Wie wird die Vorentwicklung in die Organisation eingebunden? Hier bieten sich zwei Alternativen an: zentral als eigene Abteilung oder projektbezogen als Teilaufgabe der Serienentwicklung. Bei der dezentralen Organisation wird die gesamte Vorentwicklung auf die Serienentwickler verteilt, die dann einen gewissen Anteil von deren Arbeitszeit ausmacht. Serienentwickler können direkter feststellen, welche Vorentwicklungsinhalte ihnen fehlen, wo das Risiko zu hoch oder eine Standardisierung sinnvoll wäre. Das sogenannte Not Invented Here Syndrome (NIH) kann erst gar nicht auftreten. Großer Nachteil: In der Praxis hat diese Organisationsform selten bis nie funktioniert! Die Serienentwicklung gerät zum Ende der Markteinführung oft unter Termindruck und dann wird als Erstes auf den "Puffer" der Vorentwicklung zurückgegriffen. Eine bewusst oder unbewusst mit "Priorität Zwei" versehene Vorentwicklungskapazität fällt im Engpassfall als Erstes unter den Tisch - und welche Serienentwicklung hat schon keine Engpässe? Um eine Kontinuität in der Vorentwicklung zu gewährleisten und auch um sich selbst gegen diesen Missbrauch zu schützen, hilft nur eins: Die Vorentwicklung von der Serienentwicklung organisatorisch trennen! Die Vorentwicklung ist im zentralen Modell eine eigene Organisationseinheit mit einem Vorentwicklungsleiter, der die Verantwortung für die Mitarbeiter und die Ergebnisse trägt und vor Übergriffen schützt. Der Effekt dieser Vorgehensweise ist in der Regel messbar: Der Umsatzanteil mit neuen Produkten innerhalb der letzten zwei Jahre seit Markteinführung, die sogenannte Innovationsrate, ist bei Unternehmen, die diese Trennung vollzogen haben, deutlich höher als bei Unternehmen ohne eigene Vorentwicklung. Die Herausforderung bei dieser Organisationsform besteht darin, die Schnittstelle zwischen Vor- und Serienentwicklung so zu gestalten, dass ein reibungsloser Übergang gesichert wird. Ein Problem kann das bereits angesprochene NIH darstellen: Seine Ursache kann in der gefühlten und vielleicht auch gelebten unterschiedlichen Wertigkeit der Ergebnisbeiträge der beiden Funktionen liegen.
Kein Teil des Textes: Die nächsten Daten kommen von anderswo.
PR #3508, opened 2024-11-19
Docstore/memdocstore: nested query

### LINKED ISSUE #3506: docstore/memdocstore query for nested documents with slices does not work
### Describe the bug

Documents like 
```go
docmap{
	"goals": []any{
		docmap{"id": "1145755"},
		docmap{"id": "8336474"},
		docmap{"id": "1474479"},
	},
}
```
are not found by the following query:
```go
collection.Query().Where("goals.id", "=", "1145755")
```

This is working fine when using `docstore/mongodocstore`.

### To Reproduce

I forked this repository and added a unit test to show the issue eqinox76/go-cloud@7f3ef044a00cc76d258147fd9e1b529e0b4f8ad9.

## Expected behavior

Find the document.

### Version

v0.39.0

### Additional context

eqinox76/go-cloud@7f3ef044a00cc76d258147fd9e1b529e0b4f8ad9 contains a potential fix. If it looks good to you i could make a pr.

eqinox76:
Fixes #3506 docstore/memdocstore query for nested documents with slices does not work

Added a test to the drivertest. It is working fine with the fixed memdocstore implementation but i can't test it against the other cloud providers.


vangent:
can you update your PR to remove the drivertest changes and add that option? You should be able to add it to the existing Options struct

docstore/memdocstore/mem.go
```diff
@@ -68,6 +68,12 @@ type Options struct {
 	// When the collection is closed, its contents are saved to the file.
 	Filename string
 
+	// AllowNestedSlicesQuery allows querying with nested slices.
```
vangent, line 71: Nit: How about "AllowNestedSliceQueries"?

docstore/memdocstore/mem.go
```diff
@@ -399,16 +405,34 @@ func (c *collection) checkRevision(arg driver.Document, current storedDoc) error
 
 // getAtFieldPath gets the value of m at fp. It returns an error if fp is invalid
 // (see getParentMap).
-func getAtFieldPath(m map[string]interface{}, fp []string) (interface{}, error) {
-	m2, err := getParentMap(m, fp, false)
-	if err != nil {
-		return nil, err
+func getAtFieldPath(m map[string]interface{}, fp []string, nested bool) (result interface{}, err error) {
+
+	var get func(m interface{}, name string) interface{}
```
vangent, line 410: Nit: You can drop this "var" line and just do "get := ..." on the next line.

docstore/memdocstore/mem.go
```diff
@@ -399,16 +405,34 @@ func (c *collection) checkRevision(arg driver.Document, current storedDoc) error
...
+			return concrete[name]
+		case []interface{}:
+			if !nested {
+				return nil
+			}
+			result := []interface{}{}
+			for _, e := range concrete {
+				result = append(result, get(e, name))
+			}
+			return result
```
vangent, line 423: So if there are no matches, this will return an empty slice, which is not caught by the "== nil" check below so it will be returned.

Is that what you want?

docstore/memdocstore/mem_test.go
```diff
@@ -129,6 +130,49 @@ func TestUpdateAtomic(t *testing.T) {
...
+	doc := docmap{drivertest.KeyField: "TestQueryNested",
+		"list":             []any{docmap{"a": "A"}},
+		"map":              docmap{"b": "B"},
+		dc.RevisionField(): nil,
+	}
+	if err := coll.Put(ctx, doc); err != nil {
+		t.Fatal(err)
+	}
+
+	got := count(coll.Query().Where("list.a", "=", "A").Get(ctx))
```
vangent, line 166: How about a couple of nested tests (i.e., a list of maps, and a map of lists)?

And a test for what happens when you query a nested list but there aren't any matchers (see my other question).

docstore/memdocstore/query.go
```diff
@@ -138,6 +138,19 @@ func compare(x1, x2 interface{}) (int, bool) {
 		}
 		return -1, true
 	}
```
vangent, line 140: Can you add a comment here similar to the one above? I don't follow why you added this. What breaks if you don't?

vangent (changes requested):

jba (changes requested):

docstore/memdocstore/mem.go
```diff
@@ -422,14 +446,6 @@ func setAtFieldPath(m map[string]interface{}, fp []string, val interface{}) erro
 	return nil
 }
 
-// Delete the value from m at the given field path, if it exists.
```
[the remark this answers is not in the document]
eqinox76: According to go-staticcheck it is not used. As it is a private function i trusted that check. Shall we keep it?

docstore/memdocstore/mem.go
```diff
@@ -399,16 +399,31 @@ func (c *collection) checkRevision(arg driver.Document, current storedDoc) error
 
 // getAtFieldPath gets the value of m at fp. It returns an error if fp is invalid
 // (see getParentMap).
-func getAtFieldPath(m map[string]interface{}, fp []string) (interface{}, error) {
-	m2, err := getParentMap(m, fp, false)
-	if err != nil {
-		return nil, err
+func getAtFieldPath(m map[string]interface{}, fp []string) (result interface{}, err error) {
```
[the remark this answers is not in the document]
eqinox76: Done

docstore/memdocstore/mem.go
eqinox76: Sounds good.

docstore/memdocstore/mem.go
eqinox76: Done

docstore/memdocstore/mem_test.go
eqinox76: I added more tests. And yes your other point should have been covered by a test.

eqinox76:
Thank you @vangent and @jba for your reviews! I amended the pr and i think only the question about the removed function is open. Please let me know if i missed anything.

docstore/memdocstore/mem.go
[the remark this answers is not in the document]
jba: No, that's fine.

vangent:
@jba I'd like to wait for your review/LGTM.

jba:
I'll try to get to it this weekend/early next week.

docstore/memdocstore/mem.go
```diff
@@ -68,6 +68,12 @@ type Options struct {
 	// When the collection is closed, its contents are saved to the file.
 	Filename string
 
+	// AllowNestedSliceQueries allows querying with nested slices.
+	// This makes the memdocstore more compatible with MongoDB,
+	// but other providers may not support this feature.
+	// See https://github.com/google/go-cloud/pull/3511 for more details.
```
jba, line 74: Don't refer to a PR for documentation. Make the doc self-contained by explaining how this changes the behavior, that is, precisely what "querying with nested slices" means.

You can refer to the PR in an implementation comment so developers can understand the context.

docstore/memdocstore/mem.go
```diff
@@ -399,16 +405,33 @@ func (c *collection) checkRevision(arg driver.Document, current storedDoc) error
 
 // getAtFieldPath gets the value of m at fp. It returns an error if fp is invalid
 // (see getParentMap).
-func getAtFieldPath(m map[string]interface{}, fp []string) (interface{}, error) {
-	m2, err := getParentMap(m, fp, false)
-	if err != nil {
-		return nil, err
+func getAtFieldPath(m map[string]any, fp []string, nested bool) (result any, err error) {
```
jba, line 408: Add doc explaining `nested`.

docstore/memdocstore/mem_test.go
```diff
@@ -129,6 +130,72 @@ func TestUpdateAtomic(t *testing.T) {
...
+		"listOfMaps":       []any{docmap{"id": "1"}, docmap{"id": "2"}, docmap{"id": "3"}},
+		"mapOfLists":       docmap{"ids": []any{"1", "2", "3"}},
+		"deep":             []any{docmap{"nesting": []any{docmap{"of": docmap{"elements": "yes"}}}}},
+		dc.RevisionField(): nil,
+	}
+	if err := coll.Put(ctx, doc); err != nil {
+		t.Fatal(err)
+	}
+
+	got := count(coll.Query().Where("list.a", "=", "A").Get(ctx))
```
jba, line 169: I think the tests would be improved by actually comparing the results. Also, use table-driven style. See [testGetQuery](https://github.com/google/go-cloud/blob/master/docstore/drivertest/drivertest.go#L1419) for an example.

docstore/memdocstore/query.go
```diff
@@ -138,6 +138,20 @@ func compare(x1, x2 interface{}) (int, bool) {
...
+	// for AllowNestedSliceQueries
+	// when querying for x2 in the document and x1 is a list of values we only need one value to match
+	if v1.Kind() == reflect.Slice {
+		for i := 0; i < v1.Len(); i++ {
+			if c, ok := compare(x2, v1.Index(i).Interface()); ok {
+				if !ok {
```
jba, line 146: We already know ok is true from the previous line.

jba (changes requested):
Thanks for doing this work. Sorry it took me a while to give it careful look. The only major change is improving the test, otherwise looks good!

jba (approved):

vangent:
@jba when you have a chance can you re-review, sounds like there have been non-trivial changes since your approval.

eqinox76:
Thanks for the review. Shadowing the variable name makes it actually more readable. I commit the changes and fixed the comment style. Please let me know when there is something else that i missed.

Das Durchlauferhitzer-Prinzip
Einer der wirksamsten Ansätze, um einen problemlosen Übergang in der Prozesskette zu gewährleisten, ist das sogenannte "Durchlauferhitzer-Prinzip". Hierbei existieren keine vollständig getrennten Mitarbeitereinheiten oder separate Karrierepfade. Lediglich ein Teil von 30 bis 50 Prozent der Vorentwickler stellen die Stammmannschaft dar und der restliche Teil durchläuft die Vorentwicklungsprojekte vom Projektanfang bis zum Übergang zur Serienentwicklung. Aufgabe der Stammmannschaft ist hierbei, die Vorentwicklungsstrategie zu definieren und Rahmenbedingen für die neuen Vorentwickler hinsichtlich Methoden, Tools und der Prozesse vorzugeben. Die Gefahr dieser Personalstrategie besteht darin, dass sich die "jungen Wilden" mit vollem Engagement an Dingen festbeißen, die nicht zur Strategie des Unternehmens passen, oder unnötig neue Abläufe erfinden. Unternehmen, die dieses Prinzip institutionalisieren, sind gerade für High Potentials aus der Forschung als Arbeitgeber äußerst attraktiv, da diese ihr aufgebautes Wissen unter industriellen Bedingungen anwenden können. Die Option, das eigene Wissen über ein Muster, einen Prototyp in ein serienreifes Produkt umzusetzen, bieten nur wenige Firmen und ist ein hoher Anreiz für viele hochkarätige Bewerber. Gleichzeitig können Entwickler und deren Vorgesetzte die Stärken besser einschätzen, wenn die Mitarbeiter sowohl die Vor- als auch die Serienentwicklung durchlaufen haben. Nach Ende des Durchlaufs lässt sich besser entscheiden, ob der Mitarbeiter eher ein Vor- oder Serienentwickler ist oder er den gesamten Prozess noch einmal durchlaufen will.